Whenever a line in the entries below contains "visible", copy that line.

· · · · · · ·

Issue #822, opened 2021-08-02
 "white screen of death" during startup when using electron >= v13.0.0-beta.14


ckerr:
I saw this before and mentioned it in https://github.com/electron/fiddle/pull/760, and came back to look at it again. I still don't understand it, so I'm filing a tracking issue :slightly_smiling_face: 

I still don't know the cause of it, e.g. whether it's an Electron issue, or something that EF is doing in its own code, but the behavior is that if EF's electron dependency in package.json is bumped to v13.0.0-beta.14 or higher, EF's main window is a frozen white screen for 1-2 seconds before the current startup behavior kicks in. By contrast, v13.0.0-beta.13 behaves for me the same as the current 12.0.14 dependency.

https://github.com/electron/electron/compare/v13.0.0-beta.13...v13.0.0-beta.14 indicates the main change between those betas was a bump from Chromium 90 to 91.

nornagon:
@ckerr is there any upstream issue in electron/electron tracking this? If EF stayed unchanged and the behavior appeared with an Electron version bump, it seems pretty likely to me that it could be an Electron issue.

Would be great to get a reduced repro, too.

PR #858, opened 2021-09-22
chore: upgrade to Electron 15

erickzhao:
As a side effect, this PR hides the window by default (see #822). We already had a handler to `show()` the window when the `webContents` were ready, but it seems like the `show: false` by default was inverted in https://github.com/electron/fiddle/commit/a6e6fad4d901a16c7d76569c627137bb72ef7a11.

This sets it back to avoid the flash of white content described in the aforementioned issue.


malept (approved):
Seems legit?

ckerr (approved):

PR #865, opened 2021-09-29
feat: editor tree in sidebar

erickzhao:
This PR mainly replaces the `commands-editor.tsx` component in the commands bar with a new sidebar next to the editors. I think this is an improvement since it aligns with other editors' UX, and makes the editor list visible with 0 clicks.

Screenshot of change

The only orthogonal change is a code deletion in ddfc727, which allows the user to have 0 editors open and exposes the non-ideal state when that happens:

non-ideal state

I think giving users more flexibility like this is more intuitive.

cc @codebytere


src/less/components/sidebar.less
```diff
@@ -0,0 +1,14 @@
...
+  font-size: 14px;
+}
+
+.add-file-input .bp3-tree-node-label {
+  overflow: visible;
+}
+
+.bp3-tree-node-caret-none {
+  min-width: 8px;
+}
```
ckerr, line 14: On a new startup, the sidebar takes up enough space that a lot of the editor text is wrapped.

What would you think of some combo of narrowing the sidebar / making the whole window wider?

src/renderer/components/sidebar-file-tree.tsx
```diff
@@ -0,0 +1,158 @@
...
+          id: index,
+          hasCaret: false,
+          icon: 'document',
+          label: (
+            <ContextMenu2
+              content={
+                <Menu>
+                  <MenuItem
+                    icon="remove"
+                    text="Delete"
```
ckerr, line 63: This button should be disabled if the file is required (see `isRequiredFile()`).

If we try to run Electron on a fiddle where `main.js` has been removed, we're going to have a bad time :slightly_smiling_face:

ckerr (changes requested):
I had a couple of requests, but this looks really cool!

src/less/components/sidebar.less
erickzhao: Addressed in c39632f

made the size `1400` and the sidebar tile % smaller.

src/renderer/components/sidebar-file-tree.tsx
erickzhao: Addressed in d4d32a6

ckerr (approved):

· · · · · · ·

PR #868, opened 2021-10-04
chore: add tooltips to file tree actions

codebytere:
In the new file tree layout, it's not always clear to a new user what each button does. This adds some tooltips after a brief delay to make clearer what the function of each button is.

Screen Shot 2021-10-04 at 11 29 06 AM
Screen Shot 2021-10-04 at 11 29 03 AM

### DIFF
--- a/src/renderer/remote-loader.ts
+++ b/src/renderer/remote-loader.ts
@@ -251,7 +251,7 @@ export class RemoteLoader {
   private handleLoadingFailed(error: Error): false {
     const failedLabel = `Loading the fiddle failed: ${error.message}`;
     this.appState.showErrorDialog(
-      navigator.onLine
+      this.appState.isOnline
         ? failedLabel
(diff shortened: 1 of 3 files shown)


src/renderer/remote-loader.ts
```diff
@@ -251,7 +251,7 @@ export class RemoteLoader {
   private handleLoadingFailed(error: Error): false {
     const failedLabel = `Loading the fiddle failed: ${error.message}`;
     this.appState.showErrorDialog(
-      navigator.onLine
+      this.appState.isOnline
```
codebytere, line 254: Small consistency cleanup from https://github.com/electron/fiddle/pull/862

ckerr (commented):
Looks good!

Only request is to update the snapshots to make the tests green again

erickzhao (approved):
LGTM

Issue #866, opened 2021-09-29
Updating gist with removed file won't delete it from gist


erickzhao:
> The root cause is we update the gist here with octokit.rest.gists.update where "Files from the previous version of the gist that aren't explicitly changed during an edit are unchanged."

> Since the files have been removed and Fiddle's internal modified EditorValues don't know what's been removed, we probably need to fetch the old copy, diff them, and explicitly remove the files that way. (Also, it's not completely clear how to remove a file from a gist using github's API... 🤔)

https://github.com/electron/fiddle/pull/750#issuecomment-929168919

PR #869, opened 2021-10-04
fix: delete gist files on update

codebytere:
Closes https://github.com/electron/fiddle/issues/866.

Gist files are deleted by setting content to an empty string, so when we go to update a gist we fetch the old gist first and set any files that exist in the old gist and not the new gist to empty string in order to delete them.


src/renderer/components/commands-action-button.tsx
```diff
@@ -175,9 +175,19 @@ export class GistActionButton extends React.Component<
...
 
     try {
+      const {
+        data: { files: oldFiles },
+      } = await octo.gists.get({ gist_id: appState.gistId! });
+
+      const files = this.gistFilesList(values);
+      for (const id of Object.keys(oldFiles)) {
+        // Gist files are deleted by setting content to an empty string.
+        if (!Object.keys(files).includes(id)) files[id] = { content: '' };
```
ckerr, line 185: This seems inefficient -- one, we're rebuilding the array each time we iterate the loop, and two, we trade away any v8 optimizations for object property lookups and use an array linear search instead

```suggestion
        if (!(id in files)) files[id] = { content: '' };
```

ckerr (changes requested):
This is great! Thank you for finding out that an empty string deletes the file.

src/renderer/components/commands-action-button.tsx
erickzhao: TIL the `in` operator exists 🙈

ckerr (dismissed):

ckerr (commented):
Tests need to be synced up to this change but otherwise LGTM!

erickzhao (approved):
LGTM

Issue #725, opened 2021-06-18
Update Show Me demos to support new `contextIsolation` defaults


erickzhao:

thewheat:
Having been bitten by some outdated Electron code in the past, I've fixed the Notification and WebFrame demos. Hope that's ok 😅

· · · · · · ·

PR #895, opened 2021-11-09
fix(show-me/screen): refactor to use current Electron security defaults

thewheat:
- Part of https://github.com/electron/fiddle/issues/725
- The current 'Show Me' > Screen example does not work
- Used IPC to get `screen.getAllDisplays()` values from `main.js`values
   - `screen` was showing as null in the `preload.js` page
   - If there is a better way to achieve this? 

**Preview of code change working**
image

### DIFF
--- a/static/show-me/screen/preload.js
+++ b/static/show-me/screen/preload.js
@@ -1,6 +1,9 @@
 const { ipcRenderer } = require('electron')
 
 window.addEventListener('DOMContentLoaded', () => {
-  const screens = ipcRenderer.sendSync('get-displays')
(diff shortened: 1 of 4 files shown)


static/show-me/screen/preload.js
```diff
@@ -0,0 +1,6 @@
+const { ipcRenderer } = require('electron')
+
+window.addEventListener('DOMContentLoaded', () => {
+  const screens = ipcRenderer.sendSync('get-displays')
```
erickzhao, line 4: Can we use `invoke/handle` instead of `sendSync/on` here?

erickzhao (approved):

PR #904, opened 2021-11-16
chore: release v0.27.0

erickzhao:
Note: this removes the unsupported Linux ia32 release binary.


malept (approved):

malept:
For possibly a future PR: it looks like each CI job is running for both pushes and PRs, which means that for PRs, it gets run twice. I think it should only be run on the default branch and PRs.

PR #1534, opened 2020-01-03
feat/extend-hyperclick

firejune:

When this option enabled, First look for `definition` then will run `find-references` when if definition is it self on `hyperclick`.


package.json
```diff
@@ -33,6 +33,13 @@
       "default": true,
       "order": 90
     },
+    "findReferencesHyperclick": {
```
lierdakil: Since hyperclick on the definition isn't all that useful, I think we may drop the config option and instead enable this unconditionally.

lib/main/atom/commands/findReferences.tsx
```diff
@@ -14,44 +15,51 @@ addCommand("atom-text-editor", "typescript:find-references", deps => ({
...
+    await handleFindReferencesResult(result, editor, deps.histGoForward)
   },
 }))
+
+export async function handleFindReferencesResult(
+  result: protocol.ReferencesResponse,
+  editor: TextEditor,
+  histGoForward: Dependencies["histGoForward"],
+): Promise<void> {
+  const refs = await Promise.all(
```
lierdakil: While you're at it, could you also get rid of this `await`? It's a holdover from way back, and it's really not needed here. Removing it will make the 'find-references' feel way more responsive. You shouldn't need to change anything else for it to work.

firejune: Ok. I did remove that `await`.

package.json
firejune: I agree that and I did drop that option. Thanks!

· · · · · · ·

* _Answer box_
This PR mainly replaces the `commands-editor.tsx` component in the commands bar with a new sidebar next to the editors. I think this is an improvement since it aligns with other editors' UX, and makes the editor list visible with 0 clicks.
+  overflow: visible;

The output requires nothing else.